REPORT(); not working for a specific variabe
Hi,
I am not sure if this is the right place to ask this question, but I am unable to find a solution myself and I don't know where else I can ask the question. I am trying to implement the following hierarhical ordered probit model with the brilliant TMB package. I assume that model runs fine, because it converges. I however have a problem with the REPORT() macro. lt, ut, and si are exported but mu prints the starting values of blat instead of the product of the matrix latent and the vector blat (in R it would be latent %*% blat). That is strange because because the estimated parameter values for blat make sense and also the results I get when I do this matrix multiplication outside C++ in R.

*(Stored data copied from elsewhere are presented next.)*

PR #3582, opened 2017-02-04
Layout Editor (3D and Text Editor)

### LINKED ISSUE #3571: Icon Request - Layout Editor 3D and related
Starting the issue here as @palob requested, coming from https://github.com/numixproject/numix-icon-theme/issues/1180#issue-200999617

I have to create a new idea that can work better for smaller sizes. I also have to add a proposal for Layout Text Editor.

leoheck:
This resolves #3571


leoheck:

palob:
The icons do work for smaller sizes now but the symbol is spread over too much of the baseplate. Symbol size is about 31px X 33px which is definitely too much of a stretch. Moreover the **3D** and **TE** typeface objects need to be converted into paths.

You need to get the symbol smaller. Maybe it's better to drop the text-only design altogether and experiment with more creative metaphors for "text editor" and "3D".

leoheck:
Ok, what I have to do? Reduce the height, width or both? What is the maximum (tolerable) symbol size?

I like to have creative metaphors as you said, but I think it is nice to approach the author's intent. In this way, I have to think of an improvement.

palob:
26x26 (28x28) for non-spherical symbols, 30x30 for spherical ones.

Foggalong (changes requested):
As @palob said, symbol size needs reducing.

palob:
Smaller now but you need to tinker with the positioning. The letters aren't crisp enough and what is supposed to be an **L** is not recognisable as such.

Foggalong:
@palob You fancy having a look at this? Just realised it's coming up for a year since the last update

palob:
I can give this a shot. I envisage slightly 3Dfying the current ``layout`` icon.

palob:
No idea for the text editor one though.

palob:
Hmm, doesn't mix well with how we do shadows.

layout3d

I could try this in a "negative 3D", making the symbol look like engraved into the baseplate but then again this would be unlike any other icon.

Foggalong:
Yeah it's not a great original to work with :confused:

leoheck:
Haha, sure it is not original. It was a draft idea to put some icon on that app because the icon which came with de app sucks. I never thought it was going to take a year to move this thing forward. If you guys have a better idea, just use it. Actually, I like most when the icon recall the original idea (with colors or shape or symbol) of the app creators.

Foggalong:
@leoheck No worries, these things can be hard to get right. @palob It might be worth deviating from it entirely and just using some iconography related to the apps purpose instead.

maxtron95:
@Foggalong This issue has not been touched for 2 years. I have some ideas for Layout Editor 3D and Text Editor:

- Layout Editor 3D : Have a cube with the Letters L and E on the faces of the cube

- Layout Editor Text Editor : Have a notepad symbol with the Layout Editor Logo on it.

palob:
Yeah, the cube might do it!

leoheck:
🤡

Issue #2185, opened 2015-05-28
Icon for StarUML


delacruzbordajn:
A Numix-Circle Icon for StarUML is missing 

[Desktop Entry]
Name=StarUML
Type=Application
Categories=Development
Exec=/opt/staruml/staruml %U
Icon=staruml
MimeType=text/html;
Keywords=Design;Modeling;Development;UML;
![staruml_icon_by_funkmasterta-d2xh4wo](https://cloud.githubusercontent.com/assets/3194614/7852575/1c38abfc-04d6-11e5-8907-3803e9a142b7.png)
##

delacruzbordajn:
any notice?

Foggalong:
@delacruzbordajn Sorry for the big delay in replying! What sort of collaboration did you have in mind?

delacruzbordajn:
Any news about this?

Foggalong:
Issues take a while to fix these days, and there are ones older than yours still in line. Sorry

bil-elmoussaoui:
+1

Foggalong:
Please convert that +1 to a reaction on the original issue, then I will delete both your comment and this one. This prevents the issue tracker being clogged up with +1s

bil-elmoussaoui:
Done

nico-dela:
News?

palob:
Can you please open a pull request, @boosterdev?

PR #3584, opened 2017-02-04
Icon for StarUML #2185

walker-dev:


palob:
The symbol is a bit small. Could you try to expand it to 26x24 or even 28x26?

Currently there are fine-grained outlines between the different paths. You can get rid rid of them by having the paths overlap.

palob:
That's a bit bigger than what I had in mind but lets try with 30x28 in size located at X9 Y11 (Y12 for square). There's still some of those outlines, not all paths overlap and the place where all those "star beams" meet is not exactly X12 Y12.

I think the baseplate should be brighter and less saturated for better contrast. Moreover it needs a vertical gradient instead of a solid colour. The easiest way to get this gradient is to open an existing icon, deleting the symbol and pasting you symbol in. You can edit the baseplate gradient by clicking on the baseplate. You'll see two handles:

gradient

Clicking those lets you edit the colours. Both colours should be the same except for the L value in HSL notation where the upper colour should be +10L lighter compared to the bottom colour.

PR #3589, opened 2017-02-10
Icon for Encryptr

gregorydk:
New icons for Encryptr


palob:
Symbol should be 1px further down but it's a bit big with 30px height anyway. Can you try to get a smaller size working?

gregorydk:
Really?
1px down? It's at the same height as the semaphor icon. If I lower it I'll have to redo semaphor too.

Does anybody have an idea what the reason can be?
// Hopit Model 1.0
#include </home/ak/R/x86_64-unknown-linux-gnu-library/3.1/TMB/include/TMB.hpp>
template<class Type>
Type objective_function<Type>::operator() ()
{
//data:
DATA_VECTOR(y);
DATA_MATRIX(threshold);
DATA_MATRIX(variance);
DATA_MATRIX(latent);
//parameters:
PARAMETER(y0);
PARAMETER_VECTOR(blow);
PARAMETER_VECTOR(bupp);
PARAMETER_VECTOR(bvar);
PARAMETER_VECTOR(blat);
//procedures: (transformed parameters)
using namespace density;
int i;
Type nll = 0.0; //initialize negative log likelihood
int n = y.size();
vector<Type> lt(n);
vector<Type> ut(n);
vector<Type> si(n);
vector<Type> mu(n);
lt = y0 + exp(threshold*blow);
ut = lt + exp(threshold*bupp);
si = exp(variance*bvar);
mu = latent *blat;
//reports on transformed parameters:
REPORT(mu);
REPORT(lt);
REPORT(ut);
REPORT(si);
//get negative log likelihood
for(i=0;i<n;i++) {
if(y(i)==1) nll -= log(pnorm(lt(i),mu(i),si(i)));
if(y(i)==2) nll -= log(pnorm(ut(i),mu(i),si(i)) - pnorm(lt(i),mu(i),si(i)));
if(y(i)==3) nll -= log(1 - pnorm(ut(i),mu(i),si(i)));
}
return nll;
}
It was quite late already yesterday when I wrote the question, I now played around with it a bit again and it is working, although I don't understand completely the reason: Simply moving the REPORT section between the loop and the return did the trick.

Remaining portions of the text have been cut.